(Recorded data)
★ ★ ★ ★ ★ ★ ★

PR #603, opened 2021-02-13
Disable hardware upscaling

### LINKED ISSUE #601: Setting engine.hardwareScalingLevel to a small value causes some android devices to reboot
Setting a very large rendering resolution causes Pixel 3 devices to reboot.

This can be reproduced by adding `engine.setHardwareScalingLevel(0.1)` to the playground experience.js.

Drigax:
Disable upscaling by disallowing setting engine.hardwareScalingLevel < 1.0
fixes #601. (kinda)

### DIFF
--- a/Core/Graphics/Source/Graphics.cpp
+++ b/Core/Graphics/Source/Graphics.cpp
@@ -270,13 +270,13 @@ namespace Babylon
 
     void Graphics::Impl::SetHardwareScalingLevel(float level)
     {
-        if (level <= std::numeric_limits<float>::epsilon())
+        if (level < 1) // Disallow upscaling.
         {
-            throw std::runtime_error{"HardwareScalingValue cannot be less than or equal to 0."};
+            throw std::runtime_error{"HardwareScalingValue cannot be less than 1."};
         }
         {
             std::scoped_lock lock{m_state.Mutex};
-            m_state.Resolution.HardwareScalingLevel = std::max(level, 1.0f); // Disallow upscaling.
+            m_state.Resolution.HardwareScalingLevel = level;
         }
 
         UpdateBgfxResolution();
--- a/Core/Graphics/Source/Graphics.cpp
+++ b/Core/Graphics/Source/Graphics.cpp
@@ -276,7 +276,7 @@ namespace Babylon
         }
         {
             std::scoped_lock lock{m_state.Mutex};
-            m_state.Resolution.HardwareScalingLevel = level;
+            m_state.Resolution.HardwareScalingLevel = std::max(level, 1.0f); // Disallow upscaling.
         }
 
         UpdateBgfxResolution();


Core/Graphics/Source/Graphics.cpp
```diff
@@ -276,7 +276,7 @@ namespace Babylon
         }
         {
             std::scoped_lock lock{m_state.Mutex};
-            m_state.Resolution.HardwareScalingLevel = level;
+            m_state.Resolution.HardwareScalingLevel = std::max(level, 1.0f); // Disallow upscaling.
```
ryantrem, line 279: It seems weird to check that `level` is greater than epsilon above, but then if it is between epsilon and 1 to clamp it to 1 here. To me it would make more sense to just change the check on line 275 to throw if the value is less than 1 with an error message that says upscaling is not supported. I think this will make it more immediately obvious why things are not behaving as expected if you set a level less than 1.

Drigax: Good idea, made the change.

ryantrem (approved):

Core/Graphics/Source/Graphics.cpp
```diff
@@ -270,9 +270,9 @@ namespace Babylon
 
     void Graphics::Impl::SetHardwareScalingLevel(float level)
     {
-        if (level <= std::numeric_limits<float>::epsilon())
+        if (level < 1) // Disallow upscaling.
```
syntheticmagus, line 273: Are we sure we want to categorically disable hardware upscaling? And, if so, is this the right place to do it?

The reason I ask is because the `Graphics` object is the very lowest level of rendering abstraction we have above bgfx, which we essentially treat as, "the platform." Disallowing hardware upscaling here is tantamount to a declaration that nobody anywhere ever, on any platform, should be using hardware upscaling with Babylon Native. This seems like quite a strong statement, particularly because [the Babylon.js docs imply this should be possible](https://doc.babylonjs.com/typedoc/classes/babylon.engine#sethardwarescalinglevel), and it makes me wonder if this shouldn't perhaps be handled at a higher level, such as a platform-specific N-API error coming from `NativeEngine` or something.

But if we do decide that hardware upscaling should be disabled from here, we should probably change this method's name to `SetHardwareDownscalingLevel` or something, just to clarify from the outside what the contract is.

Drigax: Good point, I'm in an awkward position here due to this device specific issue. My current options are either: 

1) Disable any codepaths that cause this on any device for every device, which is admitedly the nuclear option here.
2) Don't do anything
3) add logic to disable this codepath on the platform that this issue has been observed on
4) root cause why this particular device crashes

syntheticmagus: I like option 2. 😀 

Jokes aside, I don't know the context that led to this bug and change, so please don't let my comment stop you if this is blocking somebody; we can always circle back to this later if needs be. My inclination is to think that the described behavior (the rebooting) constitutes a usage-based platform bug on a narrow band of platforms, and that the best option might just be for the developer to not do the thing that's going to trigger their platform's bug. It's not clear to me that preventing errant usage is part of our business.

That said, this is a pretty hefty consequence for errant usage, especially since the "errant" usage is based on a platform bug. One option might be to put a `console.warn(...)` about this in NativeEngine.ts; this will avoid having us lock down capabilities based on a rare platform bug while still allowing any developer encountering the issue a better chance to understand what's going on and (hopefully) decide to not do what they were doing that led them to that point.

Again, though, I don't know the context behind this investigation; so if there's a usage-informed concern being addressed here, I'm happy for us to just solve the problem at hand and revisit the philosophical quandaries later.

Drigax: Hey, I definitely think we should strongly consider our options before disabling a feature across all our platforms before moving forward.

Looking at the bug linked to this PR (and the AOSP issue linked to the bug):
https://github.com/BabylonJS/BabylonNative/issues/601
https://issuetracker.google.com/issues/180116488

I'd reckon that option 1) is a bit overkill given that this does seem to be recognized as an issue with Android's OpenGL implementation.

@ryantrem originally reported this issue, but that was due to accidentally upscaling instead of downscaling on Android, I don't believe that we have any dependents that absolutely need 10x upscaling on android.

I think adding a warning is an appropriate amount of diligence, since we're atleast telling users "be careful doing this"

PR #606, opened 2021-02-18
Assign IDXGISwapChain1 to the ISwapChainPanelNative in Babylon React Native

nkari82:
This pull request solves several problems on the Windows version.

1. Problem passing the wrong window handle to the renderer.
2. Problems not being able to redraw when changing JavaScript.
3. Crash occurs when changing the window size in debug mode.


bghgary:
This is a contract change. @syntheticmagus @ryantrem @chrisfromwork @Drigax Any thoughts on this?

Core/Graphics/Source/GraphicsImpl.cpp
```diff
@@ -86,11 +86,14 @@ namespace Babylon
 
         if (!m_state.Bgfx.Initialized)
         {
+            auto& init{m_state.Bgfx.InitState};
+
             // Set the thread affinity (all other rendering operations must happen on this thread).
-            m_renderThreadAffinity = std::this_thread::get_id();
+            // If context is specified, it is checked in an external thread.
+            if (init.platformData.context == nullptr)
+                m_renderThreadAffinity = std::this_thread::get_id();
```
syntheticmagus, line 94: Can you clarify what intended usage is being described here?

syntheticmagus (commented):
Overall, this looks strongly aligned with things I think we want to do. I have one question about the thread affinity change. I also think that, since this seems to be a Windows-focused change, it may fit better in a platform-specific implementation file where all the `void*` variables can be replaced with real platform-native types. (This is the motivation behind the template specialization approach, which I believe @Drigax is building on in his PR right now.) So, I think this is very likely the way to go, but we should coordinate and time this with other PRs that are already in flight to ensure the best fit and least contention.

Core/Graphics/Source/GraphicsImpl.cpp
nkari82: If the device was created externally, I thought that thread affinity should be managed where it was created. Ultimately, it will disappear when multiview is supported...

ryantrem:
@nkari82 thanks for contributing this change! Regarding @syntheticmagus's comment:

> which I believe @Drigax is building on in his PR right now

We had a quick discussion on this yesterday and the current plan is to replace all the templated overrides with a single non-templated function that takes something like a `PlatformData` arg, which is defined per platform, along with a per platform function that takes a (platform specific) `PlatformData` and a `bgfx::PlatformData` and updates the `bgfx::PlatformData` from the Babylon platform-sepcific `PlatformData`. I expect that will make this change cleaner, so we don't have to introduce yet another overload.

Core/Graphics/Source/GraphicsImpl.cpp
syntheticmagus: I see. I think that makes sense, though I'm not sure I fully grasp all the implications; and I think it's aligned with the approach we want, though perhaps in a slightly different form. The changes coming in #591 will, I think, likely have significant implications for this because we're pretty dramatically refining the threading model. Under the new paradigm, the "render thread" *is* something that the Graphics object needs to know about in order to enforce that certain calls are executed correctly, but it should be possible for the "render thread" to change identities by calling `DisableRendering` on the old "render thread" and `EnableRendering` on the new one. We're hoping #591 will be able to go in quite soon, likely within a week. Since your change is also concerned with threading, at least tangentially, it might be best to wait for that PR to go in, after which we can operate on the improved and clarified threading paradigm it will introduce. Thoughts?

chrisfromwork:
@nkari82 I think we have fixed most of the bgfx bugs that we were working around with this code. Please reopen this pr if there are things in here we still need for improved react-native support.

★ ★ ★ ★ ★ ★ ★

Return the lines above that include the string "options".

Drigax: Good point, I'm in an awkward position here due to this device specific issue. My current options are either: 
Drigax: Hey, I definitely think we should strongly consider our options before disabling a feature across all our platforms before moving forward.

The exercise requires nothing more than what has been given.